How is training optimized

I just read about PyTorch 2.0, specifically AOTAutograd and training optimization. I’m curious how exactly is training optimized? Here’s my very high-level speculation:

  1. torch.compile traces the forward and backward computation graph (in some IR format)
  2. at some point, the graph goes through optimizations like fusion (or even lowering to some backend?)
  3. now we can use the result of (2) to run the forward & backward pass, and benefit from the optimizations.

And some questions:

  1. How does torch.compile(model) trace the graph? I don’t think it has access to the backward pass yet.
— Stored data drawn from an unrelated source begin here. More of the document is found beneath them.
Issue #1631, opened 2024-11-19
Toolbar vanishing on hover


apupier:
### Describe the Bug

the toolbar is vbanishing when moving the cursor on it when it is triggere by on hover

### Steps to Reproduce the Bug or Issue

1. create a camel
2. hover a step
3. move the cursor to the toolbar

### Screenshots or Videos

![toolbarVanishingOnHover](https://github.com/user-attachments/assets/33c86422-87c0-4ac2-ade2-1eebb7952078)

So does it trace the backward pass lazily?
  2. When is the optimization triggered? Do we cache the optimized graph for the next training iteration?

If there’s a better place to post this question, please let me know as well:).

1 Like

Your speculation is mostly correct for 1,2 and for your questions optimizations are cached and only redone if some guard assumptions are violated Guards Overview — PyTorch master documentation and for 1 @chillee will probably explain it better than me

1 Like

We trace out the backwards pass “ahead of time” (hence AOTAutograd). Although we are not actually able to execute the backwards pass until later (when we have gradOut), we know the shape of gradOut, and thus can trace it out “ahead of time”.

You can read more about it here: AOTAutograd - Google Slides

1 Like